[Assigned task]
Return every line of the records that includes the string "based".

[Opening The data section]

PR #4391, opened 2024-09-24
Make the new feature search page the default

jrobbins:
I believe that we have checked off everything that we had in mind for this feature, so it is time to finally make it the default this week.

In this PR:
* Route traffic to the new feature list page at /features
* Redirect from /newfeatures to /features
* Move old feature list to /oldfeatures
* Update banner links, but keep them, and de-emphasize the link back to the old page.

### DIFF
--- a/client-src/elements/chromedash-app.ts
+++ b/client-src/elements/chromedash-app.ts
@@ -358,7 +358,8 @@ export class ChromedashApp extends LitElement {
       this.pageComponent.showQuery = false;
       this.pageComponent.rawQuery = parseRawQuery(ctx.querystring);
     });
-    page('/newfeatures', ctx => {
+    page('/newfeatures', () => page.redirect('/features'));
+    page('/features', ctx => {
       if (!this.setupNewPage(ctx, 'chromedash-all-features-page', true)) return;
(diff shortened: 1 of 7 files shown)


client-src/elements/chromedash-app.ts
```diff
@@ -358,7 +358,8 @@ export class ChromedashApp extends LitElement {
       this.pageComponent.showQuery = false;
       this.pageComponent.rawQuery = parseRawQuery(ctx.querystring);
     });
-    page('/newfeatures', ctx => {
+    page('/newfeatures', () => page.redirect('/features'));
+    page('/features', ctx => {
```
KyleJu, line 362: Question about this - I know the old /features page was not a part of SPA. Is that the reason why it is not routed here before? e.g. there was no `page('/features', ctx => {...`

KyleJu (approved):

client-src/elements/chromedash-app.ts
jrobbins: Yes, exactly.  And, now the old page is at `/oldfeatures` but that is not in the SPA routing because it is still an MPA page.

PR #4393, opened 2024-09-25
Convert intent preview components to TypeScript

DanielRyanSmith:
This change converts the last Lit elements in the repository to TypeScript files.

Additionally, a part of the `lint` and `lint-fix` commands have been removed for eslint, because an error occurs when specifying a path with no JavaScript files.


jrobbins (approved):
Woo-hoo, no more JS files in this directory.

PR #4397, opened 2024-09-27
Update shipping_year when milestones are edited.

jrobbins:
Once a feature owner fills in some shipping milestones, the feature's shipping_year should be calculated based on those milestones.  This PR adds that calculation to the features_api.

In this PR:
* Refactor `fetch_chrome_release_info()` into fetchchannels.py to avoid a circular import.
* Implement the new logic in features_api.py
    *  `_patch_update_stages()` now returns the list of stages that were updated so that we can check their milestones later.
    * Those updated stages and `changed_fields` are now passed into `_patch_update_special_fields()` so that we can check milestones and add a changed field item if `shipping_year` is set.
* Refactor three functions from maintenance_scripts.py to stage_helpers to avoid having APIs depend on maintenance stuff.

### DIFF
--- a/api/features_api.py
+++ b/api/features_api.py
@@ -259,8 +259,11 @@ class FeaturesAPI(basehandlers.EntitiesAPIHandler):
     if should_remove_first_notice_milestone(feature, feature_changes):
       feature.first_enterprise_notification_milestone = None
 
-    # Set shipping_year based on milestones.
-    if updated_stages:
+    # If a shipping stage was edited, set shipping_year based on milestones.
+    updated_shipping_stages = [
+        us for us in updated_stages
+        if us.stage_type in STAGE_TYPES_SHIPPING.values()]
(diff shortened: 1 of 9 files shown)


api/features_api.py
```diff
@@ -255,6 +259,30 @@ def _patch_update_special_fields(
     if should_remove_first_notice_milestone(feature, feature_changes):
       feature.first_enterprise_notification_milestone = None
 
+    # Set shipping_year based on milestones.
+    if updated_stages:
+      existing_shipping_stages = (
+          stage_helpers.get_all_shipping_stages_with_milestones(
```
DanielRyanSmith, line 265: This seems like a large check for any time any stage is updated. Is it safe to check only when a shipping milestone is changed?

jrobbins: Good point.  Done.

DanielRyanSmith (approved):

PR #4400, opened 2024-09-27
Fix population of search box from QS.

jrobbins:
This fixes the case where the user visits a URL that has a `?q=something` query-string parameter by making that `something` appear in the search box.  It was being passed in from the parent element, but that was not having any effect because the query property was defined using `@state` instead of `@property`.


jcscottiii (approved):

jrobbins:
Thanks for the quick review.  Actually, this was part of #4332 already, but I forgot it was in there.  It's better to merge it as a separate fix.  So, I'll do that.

[Closing The data section]
[Opening The data section]

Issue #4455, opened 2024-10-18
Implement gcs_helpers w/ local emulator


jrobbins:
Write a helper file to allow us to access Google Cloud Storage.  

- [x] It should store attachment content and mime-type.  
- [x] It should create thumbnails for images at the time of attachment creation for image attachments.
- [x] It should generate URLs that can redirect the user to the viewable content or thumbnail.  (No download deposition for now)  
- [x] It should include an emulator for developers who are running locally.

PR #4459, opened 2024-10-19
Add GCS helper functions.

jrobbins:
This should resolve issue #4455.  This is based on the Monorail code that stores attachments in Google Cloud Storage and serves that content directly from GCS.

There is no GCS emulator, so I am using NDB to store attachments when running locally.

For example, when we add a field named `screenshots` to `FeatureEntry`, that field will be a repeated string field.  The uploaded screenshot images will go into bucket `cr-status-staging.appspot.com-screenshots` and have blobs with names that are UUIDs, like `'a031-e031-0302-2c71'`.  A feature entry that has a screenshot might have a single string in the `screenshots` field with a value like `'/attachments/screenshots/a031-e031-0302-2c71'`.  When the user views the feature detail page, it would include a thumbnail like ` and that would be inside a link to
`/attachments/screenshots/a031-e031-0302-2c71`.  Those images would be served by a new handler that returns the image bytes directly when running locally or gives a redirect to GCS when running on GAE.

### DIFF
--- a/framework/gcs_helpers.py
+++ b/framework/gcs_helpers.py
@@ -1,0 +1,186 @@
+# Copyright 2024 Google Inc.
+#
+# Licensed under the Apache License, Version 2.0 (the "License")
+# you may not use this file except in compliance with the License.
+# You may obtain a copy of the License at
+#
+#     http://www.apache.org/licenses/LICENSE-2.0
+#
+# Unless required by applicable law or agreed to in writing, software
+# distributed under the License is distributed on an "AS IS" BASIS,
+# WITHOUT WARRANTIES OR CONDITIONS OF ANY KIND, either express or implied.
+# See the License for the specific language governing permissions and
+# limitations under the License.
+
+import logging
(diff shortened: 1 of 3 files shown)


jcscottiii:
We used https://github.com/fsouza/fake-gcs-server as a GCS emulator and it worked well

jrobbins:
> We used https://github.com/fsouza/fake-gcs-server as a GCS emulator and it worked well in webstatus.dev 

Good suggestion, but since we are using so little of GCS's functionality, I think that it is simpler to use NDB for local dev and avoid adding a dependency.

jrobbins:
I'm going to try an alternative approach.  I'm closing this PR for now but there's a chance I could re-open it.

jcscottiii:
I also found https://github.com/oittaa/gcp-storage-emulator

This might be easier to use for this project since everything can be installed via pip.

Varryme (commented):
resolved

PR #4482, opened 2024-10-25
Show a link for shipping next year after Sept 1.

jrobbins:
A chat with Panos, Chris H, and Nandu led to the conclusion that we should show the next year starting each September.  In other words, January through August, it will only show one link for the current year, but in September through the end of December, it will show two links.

[Closing The data section]

[Solution to the problem]
Once a feature owner fills in some shipping milestones, the feature's shipping_year should be calculated based on those milestones.  This PR adds that calculation to the features_api.
-    # Set shipping_year based on milestones.
+    # If a shipping stage was edited, set shipping_year based on milestones.
+    # Set shipping_year based on milestones.
This should resolve issue #4455.  This is based on the Monorail code that stores attachments in Google Cloud Storage and serves that content directly from GCS.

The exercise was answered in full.